Supplied material below:

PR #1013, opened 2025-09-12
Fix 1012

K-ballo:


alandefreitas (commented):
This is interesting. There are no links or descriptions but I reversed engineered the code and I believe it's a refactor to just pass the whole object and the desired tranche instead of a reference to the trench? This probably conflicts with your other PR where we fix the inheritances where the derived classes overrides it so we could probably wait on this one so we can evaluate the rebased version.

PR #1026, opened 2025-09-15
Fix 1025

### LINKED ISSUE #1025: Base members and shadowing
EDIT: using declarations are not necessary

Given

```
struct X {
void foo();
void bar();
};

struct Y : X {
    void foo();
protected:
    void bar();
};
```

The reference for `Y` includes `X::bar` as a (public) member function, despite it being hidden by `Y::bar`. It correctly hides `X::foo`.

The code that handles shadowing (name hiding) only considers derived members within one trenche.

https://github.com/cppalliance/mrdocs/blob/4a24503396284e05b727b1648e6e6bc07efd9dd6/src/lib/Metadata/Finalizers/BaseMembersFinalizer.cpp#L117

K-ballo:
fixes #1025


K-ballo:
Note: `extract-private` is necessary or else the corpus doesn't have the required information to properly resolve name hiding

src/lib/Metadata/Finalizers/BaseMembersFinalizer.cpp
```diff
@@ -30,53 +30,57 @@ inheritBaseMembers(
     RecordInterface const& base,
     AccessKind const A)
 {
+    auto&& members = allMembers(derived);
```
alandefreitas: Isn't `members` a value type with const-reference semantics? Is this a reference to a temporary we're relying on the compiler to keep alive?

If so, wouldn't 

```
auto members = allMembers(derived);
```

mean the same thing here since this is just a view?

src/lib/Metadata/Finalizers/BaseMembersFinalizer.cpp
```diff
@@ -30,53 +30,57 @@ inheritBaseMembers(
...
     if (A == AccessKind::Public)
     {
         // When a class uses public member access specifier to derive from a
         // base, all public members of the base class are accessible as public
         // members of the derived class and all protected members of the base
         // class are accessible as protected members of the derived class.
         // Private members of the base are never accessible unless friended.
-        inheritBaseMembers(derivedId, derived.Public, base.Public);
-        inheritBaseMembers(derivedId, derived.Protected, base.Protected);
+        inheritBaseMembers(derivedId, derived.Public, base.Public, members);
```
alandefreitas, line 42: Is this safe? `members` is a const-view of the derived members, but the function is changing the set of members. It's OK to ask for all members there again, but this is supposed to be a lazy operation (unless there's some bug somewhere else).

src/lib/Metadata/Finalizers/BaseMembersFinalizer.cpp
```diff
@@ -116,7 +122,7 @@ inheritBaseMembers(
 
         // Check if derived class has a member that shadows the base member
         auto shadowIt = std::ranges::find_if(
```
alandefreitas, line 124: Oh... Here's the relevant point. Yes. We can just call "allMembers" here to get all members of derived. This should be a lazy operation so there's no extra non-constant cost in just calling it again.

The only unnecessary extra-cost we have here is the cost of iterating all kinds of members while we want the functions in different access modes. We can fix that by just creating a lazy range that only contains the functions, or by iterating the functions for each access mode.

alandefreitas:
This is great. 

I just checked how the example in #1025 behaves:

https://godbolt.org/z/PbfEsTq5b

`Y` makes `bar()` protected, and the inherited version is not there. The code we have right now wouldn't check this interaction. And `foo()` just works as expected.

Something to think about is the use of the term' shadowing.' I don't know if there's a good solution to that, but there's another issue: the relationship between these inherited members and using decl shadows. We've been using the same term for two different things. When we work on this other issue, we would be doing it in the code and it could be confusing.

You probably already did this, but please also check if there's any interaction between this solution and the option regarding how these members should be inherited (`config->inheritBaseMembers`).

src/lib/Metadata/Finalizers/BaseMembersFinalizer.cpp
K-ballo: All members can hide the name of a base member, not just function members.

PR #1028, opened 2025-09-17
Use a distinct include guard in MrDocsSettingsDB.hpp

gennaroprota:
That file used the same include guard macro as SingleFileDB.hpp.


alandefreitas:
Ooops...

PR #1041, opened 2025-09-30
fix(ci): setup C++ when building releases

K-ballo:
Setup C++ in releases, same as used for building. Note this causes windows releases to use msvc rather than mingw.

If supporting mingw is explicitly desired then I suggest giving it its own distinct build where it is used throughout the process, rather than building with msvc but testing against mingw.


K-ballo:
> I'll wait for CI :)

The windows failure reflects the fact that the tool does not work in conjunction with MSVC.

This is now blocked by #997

End of Supplied material.

-- Requirement --
Exact copies of all the entries above are required.

-- Solved problem --
PR #1013, opened 2025-09-12
Fix 1012

K-ballo:


alandefreitas (commented):
This is interesting. There are no links or descriptions but I reversed engineered the code and I believe it's a refactor to just pass the whole object and the desired tranche instead of a reference to the trench? This probably conflicts with your other PR where we fix the inheritances where the derived classes overrides it so we could probably wait on this one so we can evaluate the rebased version.

PR #1026, opened 2025-09-15
Fix 1025

### LINKED ISSUE #1025: Base members and shadowing
EDIT: using declarations are not necessary

Given

```
struct X {
void foo();
void bar();
};

struct Y : X {
    void foo();
protected:
    void bar();
};
```

The reference for `Y` includes `X::bar` as a (public) member function, despite it being hidden by `Y::bar`. It correctly hides `X::foo`.

The code that handles shadowing (name hiding) only considers derived members within one trenche.

https://github.com/cppalliance/mrdocs/blob/4a24503396284e05b727b1648e6e6bc07efd9dd6/src/lib/Metadata/Finalizers/BaseMembersFinalizer.cpp#L117

K-ballo:
fixes #1025


K-ballo:
Note: `extract-private` is necessary or else the corpus doesn't have the required information to properly resolve name hiding

src/lib/Metadata/Finalizers/BaseMembersFinalizer.cpp
```diff
@@ -30,53 +30,57 @@ inheritBaseMembers(
     RecordInterface const& base,
     AccessKind const A)
 {
+    auto&& members = allMembers(derived);
```
alandefreitas: Isn't `members` a value type with const-reference semantics? Is this a reference to a temporary we're relying on the compiler to keep alive?

If so, wouldn't 

```
auto members = allMembers(derived);
```

mean the same thing here since this is just a view?

src/lib/Metadata/Finalizers/BaseMembersFinalizer.cpp
```diff
@@ -30,53 +30,57 @@ inheritBaseMembers(
...
     if (A == AccessKind::Public)
     {
         // When a class uses public member access specifier to derive from a
         // base, all public members of the base class are accessible as public
         // members of the derived class and all protected members of the base
         // class are accessible as protected members of the derived class.
         // Private members of the base are never accessible unless friended.
-        inheritBaseMembers(derivedId, derived.Public, base.Public);
-        inheritBaseMembers(derivedId, derived.Protected, base.Protected);
+        inheritBaseMembers(derivedId, derived.Public, base.Public, members);
```
alandefreitas, line 42: Is this safe? `members` is a const-view of the derived members, but the function is changing the set of members. It's OK to ask for all members there again, but this is supposed to be a lazy operation (unless there's some bug somewhere else).

src/lib/Metadata/Finalizers/BaseMembersFinalizer.cpp
```diff
@@ -116,7 +122,7 @@ inheritBaseMembers(
 
         // Check if derived class has a member that shadows the base member
         auto shadowIt = std::ranges::find_if(
```
alandefreitas, line 124: Oh... Here's the relevant point. Yes. We can just call "allMembers" here to get all members of derived. This should be a lazy operation so there's no extra non-constant cost in just calling it again.

The only unnecessary extra-cost we have here is the cost of iterating all kinds of members while we want the functions in different access modes. We can fix that by just creating a lazy range that only contains the functions, or by iterating the functions for each access mode.

alandefreitas:
This is great. 

I just checked how the example in #1025 behaves:

https://godbolt.org/z/PbfEsTq5b

`Y` makes `bar()` protected, and the inherited version is not there. The code we have right now wouldn't check this interaction. And `foo()` just works as expected.

Something to think about is the use of the term' shadowing.' I don't know if there's a good solution to that, but there's another issue: the relationship between these inherited members and using decl shadows. We've been using the same term for two different things. When we work on this other issue, we would be doing it in the code and it could be confusing.

You probably already did this, but please also check if there's any interaction between this solution and the option regarding how these members should be inherited (`config->inheritBaseMembers`).

src/lib/Metadata/Finalizers/BaseMembersFinalizer.cpp
K-ballo: All members can hide the name of a base member, not just function members.

PR #1028, opened 2025-09-17
Use a distinct include guard in MrDocsSettingsDB.hpp

gennaroprota:
That file used the same include guard macro as SingleFileDB.hpp.


alandefreitas:
Ooops...

PR #1041, opened 2025-09-30
fix(ci): setup C++ when building releases

K-ballo:
Setup C++ in releases, same as used for building. Note this causes windows releases to use msvc rather than mingw.

If supporting mingw is explicitly desired then I suggest giving it its own distinct build where it is used throughout the process, rather than building with msvc but testing against mingw.


K-ballo:
> I'll wait for CI :)

The windows failure reflects the fact that the tool does not work in conjunction with MSVC.

This is now blocked by #997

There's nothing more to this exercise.